The co-occurrence network for the fresh leaves showed the lowest fragmentation of the network (the lowest number of modules). Most of the correlations between fungal OTUs in the fresh and decomposing P. australis leaves were identified as co-occurrences (positive correlations). The dominance of positive associations suggests that most fungal taxa may act synergistically or share similar ecological niches in the phyllosphere environment [68,69]. A prevalence of positive correlations has also been observed for other microbial networks [70,71], although the proportion was lower for fungal communities in the soil. This suggests that mechanisms of underlying assembly of fungal communities in the soil and phyllosphere are markedly different [53].

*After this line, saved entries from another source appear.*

PR #602, opened 2019-09-04
Code Cleanup

JCook21:
Extracted method to keep code DRY and removed unused method.

### DIFF
--- a/src/components/Modeler.vue
+++ b/src/components/Modeler.vue
@@ -113,7 +113,7 @@ import NodeIdGenerator from '../NodeIdGenerator';
 import Process from './inspectors/process';
 import runningInCypressTest from '@/runningInCypressTest';
 
-import { faMapMarked, faMinus, faPlus } from '@fortawesome/free-solid-svg-icons';
+import { faMinus, faPlus } from '@fortawesome/free-solid-svg-icons';
 import { FontAwesomeIcon } from '@fortawesome/vue-fontawesome';
 
 import { id as poolId } from './nodes/pool';
@@ -226,9 +226,6 @@ export default {
         return invalidIds;
       }, []);
     },
-    mapIcon() {
-      return faMapMarked;
-    },
     plusIcon() {
       return faPlus;
     },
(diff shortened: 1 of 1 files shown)


src/components/Modeler.vue
```diff
@@ -113,7 +113,7 @@ import NodeIdGenerator from '../NodeIdGenerator';
 import Process from './inspectors/process';
 import runningInCypressTest from '@/runningInCypressTest';
 
-import { faMapMarked, faMinus, faPlus } from '@fortawesome/free-solid-svg-icons';
```
JCook21: `faMapMarked` was only used in the removed method below.

src/components/Modeler.vue
```diff
@@ -226,9 +226,6 @@ export default {
         return invalidIds;
       }, []);
     },
-    mapIcon() {
```
JCook21: This method was marked as unused by PHPStorm so I removed it.

src/components/Modeler.vue
```diff
@@ -237,17 +234,17 @@ export default {
     },
   },
   methods: {
+    addWarning(warning) {
```
JCook21: This method extraction removes duplication and keeps things DRY.

JCook21:
@sanjacornelius @ryancooley I think the PR that was merged yesterday to allow warnings to be pushed introduces a subtle bug. Since we built this functionality to only accept an array of warnings when the modeler starts (which is what we agreed to) the code has no concept of adding warning to the existing ones. With the changes that @sanjacornelius made yesterday I think the following scenario is possible:

1. When the modeler loads warnings are loaded which result from the larval app parsing the BPMN file
2. These are immediately populated in the warnings popup
3. Any subsequent event that dispatches 'warnings' will result in a new collection of warnings being displayed, removing the ones added by the backend app.

Since warnings are displayed by dispatching an event we will have no idea which event will get processed last, meaning this will effectively cause a race condition.

@velkymx could you comment on whether you'd like us to spend some time on this? Let's chat about it at our standup. If we want to proceed with this I'd like to add a unit test using Vue test utils to prove that this bug exists before going any further with fixing this.

PR #603, opened 2019-09-04
Refactor 581 boundary event

chipit24:
This PR removed duplicated and unused code, and refactors a couple functions to help improve readability.

### DIFF
--- a/src/components/nodes/boundaryEvent/boundaryEvent.vue
+++ b/src/components/nodes/boundaryEvent/boundaryEvent.vue
@@ -12,7 +12,7 @@ import { id as manualTaskId } from '@/components/nodes/manualTask';
 import { id as scriptTaskId } from '@/components/nodes/scriptTask';
 
 export default {
-  props: ['graph', 'node', 'id'],
+  props: ['graph', 'node'],
   mixins: [crownConfig],
   data() {
     return {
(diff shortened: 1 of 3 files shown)


src/components/nodes/boundaryEvent/boundaryEvent.vue
```diff
@@ -50,50 +50,28 @@ export default {
         .filter(model => model.component)
         .find(model => taskIds.includes(model.component.node.type));
     },
-    updateBoundaryShape(dashLength) {
+    setShapeStrokeDasharry(dashLength) {
```
JCook21: @chipit24 is `Dasharry` a typo? From looking at the body of the method it seems to be a misspelling of `Dasharray`.

Even if you correct the typo, I'm not sure if this is a good name. Can you think of a better one?

src/components/nodes/boundaryEvent/boundaryEvent.vue
```diff
@@ -50,50 +50,28 @@ export default {
...
-        'ref-x': 5,
-        'ref-y': 5,
-        'width': bounds.get('width') - 10,
-        'height': bounds.get('height') - 10,
-      },
-    });
+    const { x, y, width, height } = this.node.diagram.bounds;
+    this.shape.position(x, y);
+    this.shape.resize(width, height);
+    this.shape.attr('label/text', this.node.definition.get('name'));
```
JCook21: Could this all be extracted to a new method? That would make the intention clearer IMO.

PR #605, opened 2019-09-04
Allow boundary events to snap to edges of tasks

### LINKED ISSUE #593: Allow boundary events to snap to edges of tasks
As a user, when I drop a boundary event onto a task it should snap to the nearest connection point on the closest edge.

**Acceptance Criteria**
- Each task edge should have 3 connection points
- When a boundary event is released over a task it snaps to the closest connection point
- Connection points are distributed on the left, right and middle of each side
- Connection points do not overlap at corners
- Connection points are evenly distributed on each side
- Boundary events can be moved between connection points

lisa-fehr:
Related #593 

It snaps to edges but it doesn't have as many connections as required. Need to expand that number.

### DIFF
--- a/src/components/nodes/boundaryEvent/boundaryEvent.vue
+++ b/src/components/nodes/boundaryEvent/boundaryEvent.vue
@@ -11,38 +11,7 @@ import { id as callActivityId } from '@/components/nodes/callActivity';
 import { id as manualTaskId } from '@/components/nodes/manualTask';
 import { id as scriptTaskId } from '@/components/nodes/scriptTask';
 import portsConfig from '@/mixins/portsConfig';
-import { portGroups } from '@/mixins/portsConfig';
-import { g } from 'jointjs';
-
-function getPointFromGroup(model, group) {
-  const { x: shapeX, y: shapeY } = model.position();
-  const { x, y } = Object.values(model.getPortsPositions(group))[0];
-  return new g.Point(shapeX + x, shapeY + y);
-}
-
-function getPortPoints(model) {
-  return portGroups.filter(group => group !== 'absolute').map(group => getPointFromGroup(model, group));
-}
-
-function closestPort(model, anchorReference) {
-  return getPortPoints(model).sort((p1, p2) => {
-    const referencePoint = new g.Point(anchorReference.x, anchorReference.y);
-    return referencePoint.distance(p1) - referencePoint.distance(p2);
-  })[0];
-}
-
-function hasPorts(model) {
-  return Object.values(model.getPortsPositions(portGroups[0])).length > 0;
-}
-
-function snapToAnchor(coords, model) {
-  if (!hasPorts(model)) {
-    const { x, y } = model.position();
-    const { width, height } = model.size();
-    return new g.Point(x - (width / 2), y - (height / 2));
-  }
-  return closestPort(model, coords);
-}
+import { getAnchorCoordinates } from '@/snapToAnchor';
 
 export default {
   props: ['graph', 'node'],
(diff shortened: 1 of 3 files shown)


src/components/nodes/boundaryEvent/boundaryEvent.vue
```diff
@@ -78,6 +111,12 @@ export default {
       this.shape.attr('label/text', this.node.definition.get('name'));
       this.shape.component = this;
     },
+    updateSnappingPosition(task) {
```
JCook21: Would a better name for this be `updateShapePosition()`? From looking at the code it seems that the shape is thing being mutated in this method.

src/components/nodes/boundaryEvent/boundaryEvent.vue
```diff
@@ -10,10 +10,43 @@ import { id as taskId } from '@/components/nodes/task';
...
+}
+
+function snapToAnchor(coords, model) {
+  if (!hasPorts(model)) {
+    const { x, y } = model.position();
+    const { width, height } = model.size();
+    return new g.Point(x - (width / 2), y - (height / 2));
+  }
+  return closestPort(model, coords);
+}
```
JCook21: I really like all of the code in these functions: it seems well factored, named and expressive. I'm wondering why it written as functions inside this module file though. Is there a reason why you didn't want to make them methods of the component? If it's because you think they collectively represent a unit of functionality (which they seem to) how about moving them into another file? You could them just export `snapToAnchor()`, which seems to be the single entry point into this functionality.

src/components/nodes/boundaryEvent/boundaryEvent.vue
```diff
@@ -10,10 +10,43 @@ import { id as taskId } from '@/components/nodes/task';
...
+    const referencePoint = new g.Point(anchorReference.x, anchorReference.y);
+    return referencePoint.distance(p1) - referencePoint.distance(p2);
+  })[0];
+}
+
+function hasPorts(model) {
+  return Object.values(model.getPortsPositions(portGroups[0])).length > 0;
+}
+
+function snapToAnchor(coords, model) {
```
JCook21: This is the one name in this group that I don't like. This function doesn't snap the event to an anchor but it returns a point that the event should be anchored to. Can you think of a better name for this?

lisa-fehr: I tried getAnchorCoordinates. But maybe there is something better.

src/components/nodes/boundaryEvent/boundaryEvent.vue
lisa-fehr: What about making it a mixin?

src/components/nodes/boundaryEvent/boundaryEvent.vue
```diff
@@ -10,10 +10,12 @@ import { id as taskId } from '@/components/nodes/task';
 import { id as callActivityId } from '@/components/nodes/callActivity';
 import { id as manualTaskId } from '@/components/nodes/manualTask';
 import { id as scriptTaskId } from '@/components/nodes/scriptTask';
+import portsConfig from '@/mixins/portsConfig';
+import { getAnchorCoordinates } from '@/snapToAnchor';
```
JCook21: Do we need braces if it's a default export? Doesn't need fixing now, minor point. :)

lisa-fehr:
There is a bug with this where if you click undo/redo, or import a xml with Boundary Events, they start in the wrong location and snap to the correct anchor when you click on the misplaced Boundary Event.

JCook21:
@lisa-fehr I think this is good. Is this good to merge or do we still need to fix a failure before then?

PR #612, opened 2019-09-06
Reposition around the border of the element with 3 connection points per side

### LINKED ISSUE #593: Allow boundary events to snap to edges of tasks

lisa-fehr:
Resolves #593


chipit24:
I think this is now ready for review/merge.

PR #613, opened 2019-09-06
Move boundary events between tasks

### LINKED ISSUE #591: Boundary Events can be moved between Tasks
As a user, boundary events should be draggable between tasks and connectors.

**Acceptance Criteria**
- Can drag boundary events from one task to another
- If the user moves the event over a task type that it cannot be attached to the task will turn red.
- If the user attempts to drop the event onto an invalid task type it will 'snap back' to its starting position.
- Not allowing boundary event to be dragged onto paper will be addressed in the future

chipit24:
Fixes #591.

### DIFF
--- a/src/components/nodes/boundaryEvent/boundaryEvent.vue
+++ b/src/components/nodes/boundaryEvent/boundaryEvent.vue
@@ -108,41 +108,37 @@ export default {
       this.attachBoundaryEventToTask(task);
       this.updateShapePosition(task);
     },
-    listenForValidDropTargets() {
-      this.shape.listenTo(this.paper, 'element:pointerdown', cellView => {
-        if (cellView.model !== this.shape) {
-          return;
-        }
+    attachToValidTarget(cellView) {
+      if (cellView.model !== this.shape) {
+        return;
+      }
 
-        this.validPosition = this.shape.position();
-        this.shape.listenToOnce(this.paper, 'cell:pointerup blank:pointerup', this.moveBoundaryEventIfOverTask);
-      });
+      this.validPosition = this.shape.position();
+      this.shape.listenToOnce(this.paper, 'cell:pointerup blank:pointerup', this.moveBoundaryEventIfOverTask);
     },
     isPoolShape(model) {
       return model.component.node.type === 'processmaker-modeler-pool';
     },
-    listenForInvalidDropTargets() {
-      this.shape.on('change:position', () => {
-        const targetElement = this.graph
-          .findModelsUnderElement(this.shape)
-          .filter(model => model.component)[0];
+    turnInvalidTargetRed() {
+      const targetElement = this.graph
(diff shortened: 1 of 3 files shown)


src/components/nodes/boundaryEvent/boundaryEvent.vue
```diff
@@ -76,32 +81,87 @@ export default {
...
+    },
   },
   async mounted() {
     this.shape = new EventShape();
     this.setShapeProperties();
     this.shape.addTo(this.graph);
     await this.$nextTick();
-    this.attachBoundaryEventToTask();
+    this.listenForValidDropTargets();
+    this.listenForInvalidDropTargets();
```
JCook21: I wonder about the naming of these methods. They're about registering event handlers, could the naming reflect that? I also wonder if having this in multiple methods in this file also seems a bit smelly. Should these be in a separate file or at least consolidated somehow?

src/components/nodes/boundaryEvent/boundaryEvent.vue
```diff
@@ -76,32 +81,87 @@ export default {
...
 
-      this.shape.listenTo(this.paper, 'element:pointerup', cellView => {
+      if (!task) {
+        this.shape.position(this.validPosition.x, this.validPosition.y);
+        this.updateCrownPosition();
+        return;
+      }
+
+      if (task === this.shape.getParentCell()) {
+        this.updateShapePosition(task);
```
JCook21: `attachBoundaryEventToTask` includes a call to `updateShapePosition` on line 94. Is it necessary to do it here and then again in the method?

src/components/nodes/boundaryEvent/boundaryEvent.vue
```diff
@@ -76,32 +81,87 @@ export default {
...
     this.setShapeProperties();
     this.shape.addTo(this.graph);
     await this.$nextTick();
-    this.attachBoundaryEventToTask();
+    this.listenForValidDropTargets();
+    this.listenForInvalidDropTargets();
+    this.toggleInterruptingStyle();
+
+    const task = this.getTaskUnderShape();
+    if (task) {
```
JCook21: Could this null checking be done inside `attachBoundaryEventToTask`? It would keep the code that calls this method cleaner and simplify any future changes to what it means for that method to be allowed to be called. You could use early return to bail if a task is not present.

src/components/nodes/boundaryEvent/boundaryEvent.vue
chipit24: > could the naming reflect that?

I was thinking that "listenFor" in the method name hints at this being related to registering an event listener. What naming convention would you suggest? "registerEventListeners"?

I'll look into consolidating the two functions, since they are very related, and I'll see if there's any logic I can pull out into a separate file.

PR #615, opened 2019-09-09
Boundary Events should not accept incoming flows

### LINKED ISSUE #558: Boundary Timer Event should not have incoming sequence flows
Incoming sequence flows are not compatible with Camunda. Currently, you can add incoming sequence flows to boundary timer events and it should not be accepted.

Reference: https://github.com/ProcessMaker/modeler/issues/581.

lisa-fehr:
Closes #558

### DIFF
--- a/src/components/nodes/boundaryErrorEvent/index.js
+++ b/src/components/nodes/boundaryErrorEvent/index.js
@@ -28,9 +28,6 @@ export default {
       }),
     });
   },
-  validateIncoming() {
-    return false;
-  },
   inspectorConfig: [
     {
       name: 'Boundary Event',
--- a/src/components/nodes/boundaryErrorEvent/index.js
+++ b/src/components/nodes/boundaryErrorEvent/index.js
@@ -28,6 +28,9 @@ export default {
       }),
     });
   },
+  validateIncoming() {
+    return false;
+  },
   inspectorConfig: [
     {
       name: 'Boundary Event',
--- a/tests/e2e/specs/BoundaryTimerEvent.spec.js
+++ b/tests/e2e/specs/BoundaryTimerEvent.spec.js
@@ -232,7 +232,7 @@ describe('Boundary Timer Event', () => {
     getGraphElements().should('have.length', numberOfElementsAfterAddingTasksAndBoundaryEvents);
   });
 
-  it.skip('it can toggle interrupting on Boundary Timer Events', function() {
+  it.skip('can toggle interrupting on Boundary Timer Events', function() {
     const taskPosition = { x: 200, y: 200 };
     dragFromSourceToDest(nodeTypes.task, taskPosition);
 
@@ -256,7 +256,7 @@ describe('Boundary Timer Event', () => {
 
   });
 
-  it.skip('it retains outgoing sequence flows on Boundary Timer Events', function() {
+  it.skip('retains outgoing sequence flows on Boundary Timer Events', function() {
 
     const taskForTimerPosition = { x: 200, y: 200 };
     dragFromSourceToDest(nodeTypes.task, taskForTimerPosition);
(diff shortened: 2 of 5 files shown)


tests/e2e/specs/BoundaryTimerEvent.spec.js
```diff
@@ -285,7 +285,36 @@ describe('Boundary Timer Event', () => {
...
+
+    const taskPosition = { x: 400, y: 300 };
+    dragFromSourceToDest(nodeTypes.task, taskPosition);
+
+    const boundaryEvents = [
+      nodeTypes.boundaryEvent,
+      nodeTypes.boundaryTimerEvent,
+      // @todo enable when added to menu
+      //nodeTypes.boundaryErrorEvent,
+      //nodeTypes.boundarySignalEvent,
```
JCook21: Can we remove these commented out lines? If we need them they'll still be in version control history. Right now they're just noise and are likely to just end up as cruft.

lisa-fehr: If the commit is squashed, would there be a history? Should it be an issue to check these later?

src/components/nodes/boundaryErrorEvent/index.js
```diff
@@ -28,6 +28,9 @@ export default {
       }),
     });
   },
+  validateIncoming() {
+    return false;
+  },
```
chipit24: Going with what @JCook21 said: The goal here is to have the other boundary events extend the base boundary event. So this method could be added only in `/src/components/nodes/boundaryEvent/index.js`, and, when we enable the other boundary events, they should be updated to extend that common base config.

tests/e2e/specs/BoundaryTimerEvent.spec.js
```diff
@@ -285,7 +285,32 @@ describe('Boundary Timer Event', () => {
 
   });
 
-  it('it cannot attach an incoming sequence flow on Boundary Timer Events');
+  it('it cannot attach an incoming sequence flow on Boundary Events', function() {
```
chipit24: I don't think we need to double up on the `it` here. We've been following a naming convention that reads as if the text passed to it follows from that word.

```suggestion
  it('cannot attach an incoming sequence flow on Boundary Events', function() {
```

tests/e2e/specs/BoundaryTimerEvent.spec.js
```diff
@@ -285,7 +285,32 @@ describe('Boundary Timer Event', () => {
...
+    ];
+
+    boundaryEvents.forEach((event) => {
+      const eventPosition = { x: 300, y: 210 };
+      dragFromSourceToDest(event, eventPosition);
+
+      connectNodesWithFlow('sequence-flow-button', taskPosition, eventPosition);
+
+      getElementAtPosition(taskPosition).then(getLinksConnectedToElement).should($links => {
+        expect($links.length).to.eq(0);
```
chipit24: This can be updated to produce a more readable assertion:

```suggestion
        expect($links).to.have.lengthOf(0);
```

tests/e2e/specs/BoundaryTimerEvent.spec.js
```diff
@@ -285,7 +285,32 @@ describe('Boundary Timer Event', () => {
...
+      });
+
+      getElementAtPosition(eventPosition).click().then($endEvent => {
+        getCrownButtonForElement($endEvent, 'delete-button').click();
```
chipit24: The element being worked on here isn't an "end event". I think `$endEvent` should be re-named to something like `$boundaryEvent`.

lisa-fehr: Done. Thanks for the suggestions.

Most keystone taxa were exclusive to the individual habitat in which the decomposition process was taking place. We observed nine keystone taxa to be moisture-sensitive, as they were selected for the wet habitat. Three of those had higher abundances and represented common phyllosphere fungi of P. australis. The major exception was the genus Talaromyces, identified as a keystone taxon in the fresh leaves and leaves decomposing in the wet or dry habitats. Talaromyces are known colonisers and decomposers of leaves [72]. These fungi are considered key players in leaf litter decomposition because of their ability to produce a wide range of extracellular enzymes, including those involved in the degradation of cellulose [43].

Furthermore, we observed a positive correspondence between the abundance of the identified keystone taxa and the Chao1 richness indicator. This would suggest that through a high number of positive interactions in the community networks, these keystone taxa have a positive impact on the phyllosphere fungal communities. Keystone taxa are thought to frequently interact with many other taxa, thereby playing an important role in the overall community [36], and our findings certainly support this.

5. Conclusions

In conclusion, our results suggest that a complex network of fungi forms is already in the senescent leaves of P. australis and persists to the decomposition phase. It seems that habitat has a lower impact on the formation of the community during the early decomposition phase than on the interaction between its different members, as observed from the co-occurrence patterns. Although, we must be careful in interpretations, as co-occurrence networks generally represent shared niches rather than necessarily representing direct interactions between organisms. Nevertheless, the environment can alter the proportions of individual groups in the fungal community due to competition and exploitation of favourable conditions.